───── Available data

PR #519, opened 2024-09-22
Make disabling joints possible.

shanecelis:
# Objective

Make disabling joints possible.

## Solution

I added `DisableJoint` and added the `Without<DisableJoint>` filter on the query.

### Naming

In discord Jondolf had used the name `JointDisabled`; however, I thought the verb form `DisableJoint` was my preference. But this is not a strong opinion. If there are other past tense components, then I'm happy to have it either way.

### Other Considerations

I added derives for copy, clone, reflect, and serialize but these were added to follow suit rather than for a good reason of my own. 

## Alternatives

One could set the compliance to a large number. But what large number? And why bother computing when one would prefer disabling?

---

## Changelog

- Joints can be disabled with the `DisableJoint` component.

### DIFF
--- a/src/dynamics/solver/joints/mod.rs
+++ b/src/dynamics/solver/joints/mod.rs
@@ -340,5 +340,8 @@ impl AngleLimit {
 }
 
 /// Disables the joint of the entity it is placed on.
-#[derive(Component, Debug)]
+#[derive(Reflect, Clone, Copy, Component, Debug)]
+#[cfg_attr(feature = "serialize", derive(serde::Serialize, serde::Deserialize))]
+#[cfg_attr(feature = "serialize", reflect(Serialize, Deserialize))]
+#[reflect(Debug, Component)]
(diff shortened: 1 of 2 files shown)


Jondolf:
I think in this case, I'd use `JointDisabled`. It's a marker indicating the state of the joint, and for that, a descriptive word like `Disabled` might be better than the present tense verb `Disable`. Using the present verb here would imply to me that it is actively doing something, like queuing the joint to get disabled, rather than just saying "this joint is disabled".

If we're looking for examples of this in Bevy and other ECSs, Flecs has a [`Disabled`](https://www.flecs.dev/flecs/md_docs_2EntitiesComponents.html#disabling) tag, and Bevy will likely add one as well (an earlier PR for it is [here](https://github.com/bevyengine/bevy/pull/12928)).

Jondolf (approved):
Thanks!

──────────

### Work to be completed
In the data above, find the line with "I added derives" and the line with "(diff shortened: 1 of 2 files shown)". Retype both, plus every line between them, exactly.

### Problem solution
I added derives for copy, clone, reflect, and serialize but these were added to follow suit rather than for a good reason of my own. 

## Alternatives

One could set the compliance to a large number. But what large number? And why bother computing when one would prefer disabling?

---

## Changelog

- Joints can be disabled with the `DisableJoint` component.

### DIFF
--- a/src/dynamics/solver/joints/mod.rs
+++ b/src/dynamics/solver/joints/mod.rs
@@ -340,5 +340,8 @@ impl AngleLimit {
 }
 
 /// Disables the joint of the entity it is placed on.
-#[derive(Component, Debug)]
+#[derive(Reflect, Clone, Copy, Component, Debug)]
+#[cfg_attr(feature = "serialize", derive(serde::Serialize, serde::Deserialize))]
+#[cfg_attr(feature = "serialize", reflect(Serialize, Deserialize))]
+#[reflect(Debug, Component)]
(diff shortened: 1 of 2 files shown)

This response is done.